Rotary me ha deparado un montón de satisfacciones y alegrías; unas mínimas, otras entrañables. Pues bien, el pasado 1º. de mayo, durante el tercer día de la Conferencia Rotaria del Distrito 4110, denominada: “La Gran Conferencia Don Aurelio Licón Baca”, tuve la oportunidad de escuchar a Carlos Kasuga, empresario mexicano, de origen japonés, quien actualmente es Presidente del Consejo Directivo de la empresa Yakult en México, cuya filosofía de negocios se sustenta en el trabajo duro, la confianza y la cooperación. Si Usted lo googlea -a ver cómo le hace la Academia y nos devuelve las tildes a los pronombres demostrativos a cambio de no usar estos verbos monstruosos-, con eso está dicho todo y ya se puede ahorrar estos párrafos. Si le da flojera continúe leyendo. Resulta que don Carlos –o el “takataka” (como él se refirió a sí mismo)- en su plática fantástica de casi dos horas, me dio una lección de vida. Me explico.

 

Desde hace muchos años, casi 43, de algún modo me he sentido estafado. Cada vez que alguien me hablaba ensalzándome las virtudes de mis “maestros” -así en lo general-, yo repelaba. Cuando alguien osaba incurrir en el lugar común ese de “recuerda quién te enseñó a leer”; “recuerda quién te enseñó a escribir”; “recuerda quién te enseñó a sumar”, “recuerda…”, yo empezaba a torcer los ojos, a babear por la comisura izquierda de los labios, a ponerme de un color más intenso que el mío natural y a hacer aclaraciones babosas: “A mí me enseñaron a leer en mi casa”, decía yo; y, para ser más exactos -agregaba-: “Me enseñaron mi abuela Esther y Patty, mi hermana” (a quienes nunca terminaré de agradecerles su paciencia e infinito amor).

 

Con el correr de los años, cada vez que escuchaba la expresión “Alma Máter” me sentía en ídem, o séase con una partida del alma de la madre y ahí voy otra vez: “¿Alma Máter? ¿Cuál Alma Máter?; si mi mamá pagó mi educación –decía yo- con más de 30 años de trabajo, sudor y esfuerzo, de lo que dan testimonio sus dedos, que le quedaron como Churrumais, de estarle dale y dale a la máquina de escribir. ¿Cuál Alma Máter? Mi mamá se llama Lola; no Alma”.

 

En abono de esa postura venían -impertinentes y solidarios del enfado- los recuerdos.

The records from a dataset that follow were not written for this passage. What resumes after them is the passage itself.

Issue #825, opened 2020-07-23
move ClusterDescriber methods to CRD types


alexeldeib:
/kind cleanup

**Describe the solution you'd like**
Move implementation of ClusterDescriber interface onto CRD types directly, e.g. AzureCluster and AzureManagedControlPlane. This allows machine scope to use either one to extract join parameters as long as it implements the required interface, which I PoC'd in #822 

**Anything else you would like to add:**
See https://github.com/kubernetes-sigs/cluster-api-provider-azure/pull/822/files#diff-890b2d661da1708cb3d23d43fc548ceeR67 and associated implementation https://github.com/kubernetes-sigs/cluster-api-provider-azure/pull/822/files#diff-db9119511124ddd279659a96a3c579cfR116

This lets us start to take a duck typing approach to machine scope parameters and allow for alternate provider implementations to reuse AzureMachine more easily.

CecileRobertMichon:
We also need to start unit testing these files, maybe we can use that as a forcing function , or at least as a stepping stone to make it easier.

mboersma:
@alexeldeib is this still in progress? Anything we can help with?

alexeldeib:
> @alexeldeib is this still in progress? Anything we can help with?

The main reason for this is to enable https://github.com/kubernetes-sigs/cluster-api-provider-azure/issues/826, which I haven't worked on much recently. I'm poking at those parts again but I don't have an explicit timeline for that. 

I think right now https://github.com/kubernetes-sigs/cluster-api-provider-azure/issues/1418 and https://github.com/kubernetes-sigs/cluster-api-provider-azure/issues/1376 are the top issues for managed clusters. Once we tidy that up a bit, I'll probably circle back here.

unassigning for now

/remove-lifecycle stale
/unassign

PR #864, opened 2020-08-07
 💎 refactor subscription into cluster describer

alexeldeib:
refactor subscription into cluster describe, mostly setup for 825. See https://github.com/kubernetes-sigs/cluster-api-provider-azure/pull/822/files#diff-825ec7ff34f98855f2347c7f7769438dR210-R213 for example.

also cleans up our settings/credentials a bit (should be a no-op)

Setup for https://github.com/kubernetes-sigs/cluster-api-provider-azure/issues/825

**TODOs**:

- [x] squashed commits
- [ ] includes documentation
- [ ] adds unit tests

**Release note**:

```release-note
NONE
```

### DIFF
--- a/cloud/scope/clients.go
+++ b/cloud/scope/clients.go
@@ -17,11 +17,9 @@ limitations under the License.
 package scope
 
 import (
-	"fmt"
 	"strings"
 
 	"github.com/Azure/go-autorest/autorest"
-	"github.com/Azure/go-autorest/autorest/azure"
 	"github.com/Azure/go-autorest/autorest/azure/auth"
 )
 
@@ -38,39 +36,30 @@ const (
 
 // AzureClients contains all the Azure clients used by the scopes.
 type AzureClients struct {
-	Authorizer                 autorest.Authorizer
-	environment                string
+	Authorizer autorest.Authorizer
+	auth.EnvironmentSettings
 	ResourceManagerEndpoint    string
 	ResourceManagerVMDNSSuffix string
-	subscriptionID             string
-	tenantID                   string
-	clientID                   string
-	clientSecret               string
 }
 
 // CloudEnvironment returns the Azure environment the controller runs in.
 func (c *AzureClients) CloudEnvironment() string {
-	return c.environment
-}
-
-// SubscriptionID returns the Azure subscription id from the controller environment
-func (c *AzureClients) SubscriptionID() string {
-	return c.subscriptionID
+	return c.Environment.Name
 }
 
 // TenantID returns the Azure tenant id the controller runs in.
 func (c *AzureClients) TenantID() string {
-	return c.tenantID
+	return c.Values[auth.TenantID]
 }
 
 // ClientID returns the Azure client id from the controller environment
 func (c *AzureClients) ClientID() string {
-	return c.clientID
+	return c.Values[auth.ClientID]
 }
 
 // ClientSecret returns the Azure client secret from the controller environment
 func (c *AzureClients) ClientSecret() string {
-	return c.clientSecret
+	return c.Values[auth.ClientSecret]
 }
 
 func (c *AzureClients) setCredentials(subscriptionID string) error {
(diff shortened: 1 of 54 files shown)


alexeldeib:
XL PR, but it's a net reduction 😉

alexeldeib:
/unassign @CecileRobertMichon 
/assign @devigned 

sorry ghost Cecile :)

cloud/services/disks/service.go
```diff
@@ -38,6 +38,6 @@ type Service struct {
 func NewService(scope DiskScope) *Service {
 	return &Service{
 		Scope:  scope,
-		Client: NewClient(scope),
+		Client: NewClient(scope.SubscriptionID(), scope),
```
devigned, line 41: why not just scope?

cloud/services/groups/service.go
```diff
@@ -42,6 +43,6 @@ type GroupScope interface {
 func NewService(scope GroupScope) *Service {
 	return &Service{
 		Scope:  scope,
-		Client: NewClient(scope),
+		Client: NewClient(scope.SubscriptionID(), scope),
```
devigned, line 46: Why not just scope?

cloud/services/groups/client.go
```diff
@@ -39,8 +39,8 @@ type AzureClient struct {
 var _ Client = &AzureClient{}
 
 // NewClient creates a new VM client from subscription ID.
-func NewClient(auth azure.Authorizer) *AzureClient {
-	c := newGroupsClient(auth.SubscriptionID(), auth.BaseURI(), auth.Authorizer())
+func NewClient(subscriptionID string, auth azure.Authorizer) *AzureClient {
```
devigned, line 42: What if this was a `ScopedAuthorizer interface` or something? Basically, `Authorizer` + `Subscriber`.

cloud/services/scalesets/client.go
```diff
@@ -48,11 +48,11 @@ type AzureClient struct {
 var _ Client = &AzureClient{}
 
 // NewClient creates a new VMSS client from subscription ID.
-func NewClient(auth azure.Authorizer) *AzureClient {
+func NewClient(subscriptionID string, auth azure.Authorizer) *AzureClient {
 	return &AzureClient{
-		scalesetvms: newVirtualMachineScaleSetVMsClient(auth.SubscriptionID(), auth.BaseURI(), auth.Authorizer()),
-		scalesets:   newVirtualMachineScaleSetsClient(auth.SubscriptionID(), auth.BaseURI(), auth.Authorizer()),
-		publicIPs:   newPublicIPsClient(auth.SubscriptionID(), auth.BaseURI(), auth.Authorizer()),
+		scalesetvms: newVirtualMachineScaleSetVMsClient(subscriptionID, auth.BaseURI(), auth.Authorizer()),
```
devigned, line 53: This signature is used repeatedly. What if this was a struct or an interface. It probably could be the same type that `NewClient` takes.

cloud/services/groups/client.go
alexeldeib: I think something like this is probably better, I resisted initially because that smells to me like we should abstract scope a bit more?
I also wonder if we could invert our client instantiation. Create an Azure clientset one time per reconcile. something like:
```go
type ClientSet struct {
  sub string
  auth Authorizer
}

func NewClientSet(sub string, auth Authorizer) *ClientSet { ... }

fung (c *ClientSet) Groups() resources.GroupsClient // or the mocked interface
```

we could plausibly then also group the services, which would simplify mocking for tests.

similar example from hashi:
- client builder: https://github.com/terraform-providers/terraform-provider-azurerm/blob/master/azurerm/internal/clients/client.go
- corresponding client: https://github.com/terraform-providers/terraform-provider-azurerm/blob/master/azurerm/internal/services/redis/client/client.go

devigned: `ClusterDescriber.GetClientSet() (*ClientSet, error)` or something?

alexeldeib: added `SubscriptionAuthorizer` for now

devigned: I like the `ClientSet.Groups()` idea.

alexeldeib: > ClusterDescriber.GetClientSet() (*ClientSet, error) or something?

I probably would keep it inverted -- maybe something like
```go
func NewClientSet(sub string, auth Authorizer) *ClientSet { ... }

// similar to existing services
type Service interface {
}

type ServiceSet struct {
  *ClientSet // probably interface
  Groups() Service
  Networks() Service
  LoadBalancers() Service
  // etc...
}

func NewServiceSet(d clusterDescriber, c *ClientSet // or interface for mocking) *ServiceSet { ... }

// not necessarily defined on service set, but for illustrative purposes on usage
// our reconciler loops would be calling these repeatedly like they do today for individual services
func (s *ServiceSet) ReconcileGroup(ctx context.Context) error {
  return s.Groups().Reconcile()
}

```

alexeldeib: would need to consider some differentiation for machine vs cluster, but I like grouping things and doing them once anyway 😄

alexeldeib: @devigned as I'm working through the next steps to achieve #822 I think ClusterDescriber should exclude authorizer, and we can define an interface over scope which is the union of clusterdescriber and authorizer. I can either do that here or in the next pr and use this as a stepping stone.

cloud/scope/clients.go
```diff
@@ -79,46 +68,14 @@ func (c *AzureClients) setCredentials(subscriptionID string) error {
...
+	c.Values[auth.TenantID] = strings.TrimSuffix(c.Values[auth.TenantID], "\n")
 
-	c.Authorizer, err = settings.GetAuthorizer()
+	c.Authorizer, err = c.GetAuthorizer()
 	return err
 }
-
-// GetAzureDNSZoneForEnvironment returnes the DNSZone to be used with the
-// cloud environment, the default is the public cloud
-func GetAzureDNSZoneForEnvironment(environmentName string) string {
```
CecileRobertMichon, line 110: does `ResourceManagerVMDNSSuffix` get set to the right values from the `AZURE_ENVIRONMENT` var now?

alexeldeib:
/hold

not sure I love the way this ended up working as I sliced things off, will play around a bit if I can do it better

cloud/scope/clients.go
alexeldeib: Indeed:

https://github.com/Azure/go-autorest/blob/8f84370b53ea066bda881adc6e07455c58b4b7a6/autorest/azure/environments.go#L98
https://github.com/Azure/go-autorest/blob/master/autorest/azure/environments.go#L132
https://github.com/Azure/go-autorest/blob/8f84370b53ea066bda881adc6e07455c58b4b7a6/autorest/azure/environments.go#L166
https://github.com/Azure/go-autorest/blob/8f84370b53ea066bda881adc6e07455c58b4b7a6/autorest/azure/environments.go#L200

CecileRobertMichon: nice

cloud/services/groups/client.go
devigned: Why do you say ClusterDescriber should exclude authorizer? As we move toward multitenancy, the cluster with have an identity or the default env identity.

alexeldeib: we use clusterdescriber to build out infrastructure resources to reconcile. we use the identity only for service instantiation. I want to separate these concerns, I kind of like the approach above for that purpose.

It's also why I'd potentially like to put subscription ID somewhere else, because it's part of auth, not part of reconciliation

alexeldeib:
/close

I'll part this out or reopen it later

Yo desee ser abogado desde que tuve 5 o 6 años (uso de razón jamás he tenido) y nunca me plantee otra cosa, excepto en esas tardes de locura y ron en que me daba por ser filósofo, cura o militar, en ese orden. Pero luego regresaba a la cordura inmemorial de mi infancia, al redil de los sueños de niño y rectificaba: Abogado. Cuando llegué a la Facultad de Derecho, un ansia innombrable me devoraba y ahí estoy yo, a las ocho en punto de la mañana, como danzando entre nubes, el primer día del resto de mi vida, casi febril, pensando que esa bendita mañana se iban a abrir sobre mí, inclementes y venturosos, los cielos de la sabiduría… y nada. A la primera hora el maestro no llegó; y a la segunda, llegó otro -de quien omito su nombre por respeto a su memoria-, a balbucir un galimatías que duró un año árido y largo (por no hablar del ogro, bruto, de saltones ojos azules de loco). Me asquee. A la siguiente semana ya estaba metido, hasta las orejas (lo que es mucho decir), en el movimiento estudiantil en contra del “Pato” de las Casas.

 

Si eso ocurría, en tratándose de la Universidad, imagínese Usted lo que pensaba yo de mi estancia en la escuela pública donde estudié la primaria, la “Abraham González”, y de mi maestra de tercero quien, oronda y rozagante, se comía unos caldos enormes en su escritorio, servidos en una ensaladera (según yo recuerdo), mientras resolvíamos las ecuaciones que tapizaban el pizarrón y nos miraba con tamaños ojotes como si, quienes estuviéramos a punto de ser devorados fuéramos nosotros, pobres niños indefensos. Desde entonces me rebelé a esa sentencia de “recuerda quién…”; y solo de oírla, principalmente si estaba dirigida a mi persona, me empezaba a poner yo como la niña de El Exorcista.

 

Eso fue hasta el pasado 1º. de mayo, repito, cuando escuché a Carlos Kasuga, cuyas palabras me conmovieron hasta la médula; e hizo que se me mojaran los ojos (poquito nomás); y trajo de vuelta algunos de los mejores recuerdos de mi existencia que incluyen a dos de las personas más importantes y decisivas en mi vida: La maestra Lupita Duarte y el Lic. Noé Francisco Muñoz; y comprendí, de golpe, todo lo que les debo; a ellos y a otros muchos docentes cuyos nombres los obvio, pues enlistarlos aquí me dejaría sin espacio para seguir escribiendo-.

 

Continuará…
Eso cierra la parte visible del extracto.